The world's first nuclear-powered submarine, which would become the first submarine to transit the North Pole while submerged, also bore the name Nautilus. While it wasn't the first ship in the U.S. Navy to bear the name, the choice probably wasn't entirely coincidental.
The inventor of the first truly functional submarine, Simon Lake, was caught in a storm, and recalled a moment in Twenty Thousand Leagues Under the Sea where the Nautilus dives a few feet underwater to avoid the storm. He then repeated the technique and survived, and sent Verne's great grandson a telegraph thanking him.
The book is famous for also inspiring Ernest Shackleton, William Beebe, Robert Ballard and Jacques Costeau.
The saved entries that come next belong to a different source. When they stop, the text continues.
PR #2156, opened 2024-10-09
Implement ID3DDestructionNotifier

doitsujin:
I lost multiple brain cells writing this code, but the TL;DR is that *every* D3D12 COM object supports this interface, and according to the docs it's supposed to fire any registered callback *before* references to other objects are released, hence the jank around objects that we keep alive internally.

Apparently this is needed by The Forever Winter, although I haven't seen it use the interface myself while testing.

### DIFF
--- a/libs/vkd3d/utils.c
+++ b/libs/vkd3d/utils.c
@@ -1654,3 +1654,158 @@ HRESULT d3d_blob_create(void *buffer, SIZE_T size, struct d3d_blob **blob)
 
     return S_OK;
 }
+
+
+static struct d3d_destruction_notifier *impl_from_ID3DDestructionNotifier(ID3DDestructionNotifier *iface)
+{
+    return CONTAINING_RECORD(iface, struct d3d_destruction_notifier, ID3DDestructionNotifier_iface);
+}
+
+static HRESULT STDMETHODCALLTYPE d3d_destruction_notifier_QueryInterface(ID3DDestructionNotifier *iface, REFIID riid, void **object)
+{
+    struct d3d_destruction_notifier *notifier = impl_from_ID3DDestructionNotifier(iface);
+
+    TRACE("iface %p, riid %s, object %p.\n", iface, debugstr_guid(riid), object);
+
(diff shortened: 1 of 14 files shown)


libs/vkd3d/vkd3d_private.h
```diff
@@ -539,7 +539,8 @@ struct d3d_destruction_notifier
 
 void d3d_destruction_notifier_init(struct d3d_destruction_notifier *notifier, IUnknown *parent);
 void d3d_destruction_notifier_free(struct d3d_destruction_notifier *notifier);
-void d3d_destruction_notifier_notify(struct d3d_destruction_notifier *notifier);
+void d3d_destruction_notifier_notify
+(struct d3d_destruction_notifier *notifier);
```
HansKristian-Work, line 543: This line break seems unintentional?

HansKristian-Work (changes requested):
Hnnnng. Only one trivial nit, otherwise lgtm.

libs/vkd3d/utils.c
```diff
@@ -1654,3 +1654,158 @@ HRESULT d3d_blob_create(void *buffer, SIZE_T size, struct d3d_blob **blob)
...
+    return S_OK;
+}
+
+static CONST_VTBL struct ID3DDestructionNotifierVtbl d3d_destruction_notifier_vtbl =
+{
+    /* IUnknown methods */
+    d3d_destruction_notifier_QueryInterface,
+    d3d_destruction_notifier_AddRef,
+    d3d_destruction_notifier_Release,
+    /* ID3DBlob methods */
```
misyltoad, line 1772: copy paste error

libs/vkd3d/vkd3d_private.h
doitsujin: derp

libs/vkd3d/utils.c
doitsujin: fixed that too

HansKristian-Work (approved):
LGTM

PR #2158, opened 2024-10-11
vkd3d: Workaround buggy API usage patterns with pipeline libraries.

HansKristian-Work:
FF XVI attempts to serialize back to same pointer that unserialized. This is not legal, but it would work if we guaranteed stable serialization, which we don't. Workaround it by detecting overlapping memory and serializing to temporary memory.


doitsujin (approved):
well at least the workaround isn't too crazy

PR #2161, opened 2024-10-15
meta: Finish document for workgraph emulation.

HansKristian-Work:
This is purely non-functional.
Before attempting to land experimental workgraph support, this document should be useful :')
It's probably best to not look at the diff, but the full view since I rewrote the entire thing.
Also serves as a pseudo blog-post.


HansKristian-Work:
Waiving review per discord discussion.

PR #2171, opened 2024-10-22
Force precise vertex shaders in Hunt: Showdown

HansKristian-Work:
Should fix glitched graphics due to game bug.


doitsujin (approved):
pain, but at least it builds on an existing workaround i guess

PR #2177, opened 2024-10-29
Improve accounting of tests marked as driver bugs

LingMan:
1. Count tests marked as driver bugs as executed, since they actually do get run.
2. Currently all tests marked as driver bugs get counted as "bug" no matter if they succeed or fail. Count them separately to make it clear how many of them actually fail.

Before:
```
d3d12: 3872234 tests executed (0 failures, 412 successful todo, 88 skipped, 332 todo, 2738 bugs).
```
After:
```
d3d12: 3874972 tests executed (0 failures, 412 successful todo, 88 skipped, 332 todo, 1 bugs, 2737 successful bugs).
```


doitsujin:
"successful bugs" reads a bit weird, maybe "fixed" would be better?

Just a nit though, I do agree that we should only count bugs as actual bugs if the corresponding test fails.

LingMan:
Right, I actually used "fixed" at first. Then I thought that a passing test doesn't say all that much about bugs being fixed. With flaking tests, tests that only fail on some hardware, etc. That made me mirror the `todo`/`successful todo` wording instead.

Happy to use whatever terminology you'd prefer though.

Blisto91:
Can't it just be explicitly named? Something like "not our bugs", "driver bugs" or "invalid bugs" etc. Or does that sounds weird.

R1chterScale:
Forgive me if I'm misunderstanding, but this is bugs that are from native DX12 yes? If so, perhaps "Bugs replicated" might be a preferred term?

LingMan:
No, these are bugs in the underlying Vulkan driver and should ideally be fixed there. Modulo misattributions of course.

PR #2202, opened 2024-11-11
Initialize page tables for sparse resources

doitsujin:
Extends the existing function that allocates and binds the image metadata aspect to also initialize all page mappings to null.

For synchronization purposes, this uses the same approach as memory clears in order to avoid a full `vkQueueWaitIdle`. Resources in our test suite can take ~0.5ms to init, so doing this asynchronously is pretty much required for performance reasons, and it only gets worse on devices that don't have a dedicated sparse queue.

Tested with SotTR and DD2, not seeing perf or other kinds of regressions.


doitsujin:
Test fails on amdvlk now for some reason, investigating.

libs/vkd3d/resource.c
```diff
@@ -3109,26 +3098,38 @@ static HRESULT d3d12_resource_bind_sparse_metadata(struct d3d12_resource *resour
         goto cleanup;
     }
 
-    if ((vr = VK_CALL(vkQueueBindSparse(vk_queue, 1, &bind_info, VK_NULL_HANDLE))) < 0)
+    sparse->init_timeline_value = ++vkd3d_queue->submission_timeline_count;
```
HansKristian-Work, line 3177: This is flawed I think. Sparse commands run completely out of order with normal submissions, so signal ordering is a problem here. I think we need a wait for previous value to be safe.

libs/vkd3d/resource.c
```diff
@@ -2972,123 +2972,199 @@ static HRESULT d3d12_resource_validate_create_info(const D3D12_RESOURCE_DESC1 *d
...
 }
 
-static HRESULT d3d12_resource_bind_sparse_metadata(struct d3d12_resource *resource,
+static HRESULT d3d12_resource_init_page_table(struct d3d12_resource *resource,
         struct d3d12_device *device, struct d3d12_sparse_info *sparse)
 {
     const struct vkd3d_vk_device_procs *vk_procs = &device->vk_procs;
     VkSparseImageMemoryRequirements *sparse_requirements = NULL;
-    VkSparseImageOpaqueMemoryBindInfo opaque_bind;
+    unsigned int  mip_tail_layer_count, standard_mip_count;
```
HansKristian-Work, line 2980: Weird space between int and mip_tail.

libs/vkd3d/resource.c
```diff
@@ -2972,123 +2972,199 @@ static HRESULT d3d12_resource_validate_create_info(const D3D12_RESOURCE_DESC1 *d
...
+    bind_info.sType = VK_STRUCTURE_TYPE_BIND_SPARSE_INFO;
 
-    if (!(sparse_requirements = vkd3d_malloc(sparse_requirement_count * sizeof(*sparse_requirements))))
+    if (d3d12_resource_is_buffer(resource))
     {
-        ERR("Failed to allocate sparse memory requirement array.\n");
-        hr = E_OUTOFMEMORY;
-        goto cleanup;
+        memset(&buffer_bind, 0, sizeof(buffer_bind));
+        buffer_bind.size = resource->desc.Width;
```
HansKristian-Work, line 3010: Do we make sure to round this up to nearest 64 K?

HansKristian-Work:
```
        /* If we attempt to bind sparse buffer with non-64k pages, we crash drivers.
         * Specs seems a bit unclear how non-aligned VkBuffer sizes are supposed to work,
         * so be safe. Pad out sparse buffers to their natural page size. */
        buffer_info.size = align64(buffer_info.size, VKD3D_TILE_SIZE);
```

doitsujin: fixed, wasn't aware that we were padding sparse buffers.

libs/vkd3d/resource.c
doitsujin: I suppose this is only really an issue if we don't have a dedicated sparse binding queue, but added an unconditional wait nonetheless since it shouldn't harm anything in that case either.

doitsujin: Should be fixed now via a dedicated timeline.

libs/vkd3d/resource.c
```diff
@@ -3109,26 +3098,40 @@ static HRESULT d3d12_resource_bind_sparse_metadata(struct d3d12_resource *resour
...
+
+    memset(&bind_info, 0, sizeof(bind_info));
+    bind_info.sType = VK_STRUCTURE_TYPE_BIND_SPARSE_INFO;
+    bind_info.pNext = &timeline_info;
+    bind_info.imageOpaqueBindCount = 1;
+    bind_info.pImageOpaqueBinds = &opaque_bind;
+    bind_info.signalSemaphoreCount = 1;
+    bind_info.pSignalSemaphores = &device->sparse_init_timeline;
+
+    vr = VK_CALL(vkQueueBindSparse(vk_queue, 1, &bind_info, VK_NULL_HANDLE));
```
HansKristian-Work, line 3189: We still need to wait for the previous timeline value, since sparse updates are unordered, and we still risk signaling N + 1 before N is signaled in theory. (Confirmed this with Tobias).

HansKristian-Work (approved):
LGTM.

PR #2211, opened 2024-11-14
Enable float controls for DXBC shaders

doitsujin:
Fairly trivial, should probably be tested with Veilguard to confirm it's actually fixed.

Ignores the FP16 stuff for now since we don't emit that in our DXBC compiler anyway, and the one thing that's interesting - forcing RTZ for f32tof16 - isn't possible to support anyway.


HansKristian-Work (approved):
LGTM. Needs confirmation it fixes Veilguard properly before merging.

PR #2213, opened 2024-11-15
tests: Workaround MSVC build failure.

HansKristian-Work:
Weird that it started failing now though ...


Blisto91:
> What's even weirder is that it doesn't fail in #2214...

Than one ran with `msvc 19.41.34123` whereas the failing one with `msvc 19.42.34433`

PR #2397, opened 2025-03-13
vkd3d: Create local copy of muted VUID strings.

doitsujin:
Rockstar's launcher unloads d3d12.dll before initializing it a second time, but d3d12core remains loaded. That causes us to retain stale pointers to VUID strings and explanations, which in turn leads to a segfault when setting up VVL exceptions again.

The easy way out is to simply retain a local copy of the strings involved and also allow duplicates.


HansKristian-Work (approved):

HansKristian-Work:
Jeez ...

PR #2400, opened 2025-03-14
Fix GS topology validation with point tessellation

doitsujin:
Forgot that this is a thing...

Still need to verify on Windows that this does the right thing, but Pioneers of Pagonia relies on it because why *wouldn't* that game use tess + gs all at once.


HansKristian-Work (approved):
LGTM when the test is confirmed to pass on Windows.

doitsujin:
Confirmed it passes.

HansKristian-Work (approved):

PR #2410, opened 2025-03-21
vkd3d: Always use smallest supported alignment for placed SRV / UAV.

doitsujin:
Works around an issue with Wreckfest on RADV where the game aliases an RG32 image with BC1 when uploading its virtual terrain textures.

Draft because I should write a test for this, and another question is whether we just want to do this by default or hide behind an app profile.


libs/vkd3d/resource.c
```diff
@@ -951,9 +951,19 @@ static HRESULT vkd3d_get_image_create_info(struct d3d12_device *device,
         uint32_t candidate_alignment = desc->Alignment ?
                 desc->Alignment : D3D12_DEFAULT_RESOURCE_PLACEMENT_ALIGNMENT;
 
-        /* Only consider alignments that are <= to the requested alignment. */
-        while (candidate_alignment && !(candidate_alignment & supported_alignment))
-            candidate_alignment >>= 1;
+        if (desc->Flags & (D3D12_RESOURCE_FLAG_ALLOW_RENDER_TARGET | D3D12_RESOURCE_FLAG_ALLOW_DEPTH_STENCIL))
```
HansKristian-Work, line 954: I'm a little wary about making this the default when we don't fully understand the performance implication. Would it be possible to make it a config flag first? If we run into any such cases in the wild we can re-evaluate.

libs/vkd3d/resource.c
```diff
@@ -951,9 +951,19 @@ static HRESULT vkd3d_get_image_create_info(struct d3d12_device *device,
...
+            /* Only consider alignments that are <= to the requested alignment. */
+            while (candidate_alignment && !(candidate_alignment & supported_alignment))
+                candidate_alignment >>= 1;
+        }
+        else
+        {
+            /* For non-render target resources, always use the smallest supported alignment in order
+             * to support certain aliasing edge cases that are technically undefined behaviour in
+             * D3D12, but happen to work on native drivers anyway. */
+            candidate_alignment = supported_alignment & -supported_alignment;
```
HansKristian-Work, line 965: I think we should try to avoid the 256B alignment which some GPUs expose here, and stick to the lowest value that D3D12 can require, i.e. 4 KiB.

HansKristian-Work: Should probably also only do this for either BC or 8/16 byte pixel formats which could in theory alias like this.

libs/vkd3d/device.c
```diff
@@ -698,7 +701,7 @@ static const struct vkd3d_shader_quirk_hash re_hashes[] = {
 
 static const struct vkd3d_shader_quirk_info re_quirks = {
     re_hashes, ARRAY_SIZE(re_hashes), 0,
-};
+7};
```
HansKristian-Work, line 704: ?

HansKristian-Work (approved):

PR #2427, opened 2025-04-02
Implement AGS WMMA

HansKristian-Work:


libs/vkd3d/device.c
```diff
@@ -9517,6 +9526,66 @@ bool d3d12_device_validate_shader_meta(struct d3d12_device *device, const struct
...
+        bool supports_f32_16x16x16_f16 = false;
+        bool supports_f16_16x16x16_f16 = false;
+        bool supports_u8_a = false;
+        bool supports_u8_b = false;
+        uint32_t i, count;
+
+        /* There are no sub-capabilities (yet at least).
+         * Validate that we support everything that dxil-spirv can emit. */
+        if (VK_CALL(vkGetPhysicalDeviceCooperativeMatrixPropertiesKHR(
+                device->vk_physical_device, &count, NULL)) != VK_SUCCESS)
```
doitsujin: does it make sense to cache this at a device level or do we expect queries to change depending on the shader in the future?

libs/vkd3d/device.c
```diff
@@ -9528,61 +9528,68 @@ bool d3d12_device_validate_shader_meta(struct d3d12_device *device, const struct
...
             }
         }
-
-        vkd3d_free(props);
-        if (!supports_f16_16x16x16_f16 || !supports_f32_16x16x16_f16 || !supports_u8_a || !supports_u8_b)
+        else
         {
-            ERR("Missing sufficient features to expose WMMA.\n");
-            return false;
+            INFO("Allowing cooperative matrices to go through despite not being supported. RDoc workaround for now.\n");
```
doitsujin, line 9599: Seems a bit scary given that our own tests currently have no way to query for support and rely on pipeline compiles to fail; this is probably going to cause crashes on e.g. rdna2?

We have a renderdoc check somewhere to enable `HOST_CACHED` and friends already, could perhaps reuse that for now for the time being.

HansKristian-Work: Given how I'm done debugging, I can probably just get rid of that commit.

libs/vkd3d/device.c
HansKristian-Work: It could make sense to cache it.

The North Pole is placed in the Arctic Ocean. The South Pole is placed in Antartica, a sheet of ice thousands of feet thick, and most of it on a solid continent. The Nautilus could have reached the North Polenote and indeed, the USS Nautilus (America's first nuclear sub and namesake of the vessel in this book) did reach the Pole by travelling under the Arctic Ocean, but not the South Pole.
The Nautilus was supposed to make 50 knots on Bunsen batteries. The only modern submarine which could approach 50 knots needed 30 000 kW for the main engine. To get 30 000 kW from Bunsen cells their combined size would exceed Nautilus entire hull in size by a few orders of magnitude.
Also, an in-universe example of Schizo Tech: despite the usual rotating electric motor with brushes being known and used in the 1860s, Nautilus main engine is an oscillating electric motor ( "where large electromagnets actuate a system of levers and gears that transmit the power to the propeller shaft") - less efficient and a royal waste of space.
The new technology of double hull seemed to solve most problems in an age when most vessels were still wooden sailing ships, so Verne become enthusiastic about Nautilus double hull able to withstand the pressure "in the deepest ocean trench". No double hulled submarine can go below 1300 meters, specialized deep-diving vehicles are small craft with 5-inch thick shells.
The Nautilus' primary armament being a ram was typical of naval thinking at the time: this was right after Monitor versus Merrimack, and it was thought that since ironclads could not hurt each other with cannon fire, the only option would be ramming one another. At this point breech-loading heavy guns were new and untested, nobody had yet worked out how to fire a high-explosive, high-velocity shell without blowing it up, and nobody had fired a self-propelled torpedo in combat. It would not be until World War I that the submarine's role as a torpedo-carrier was cemented.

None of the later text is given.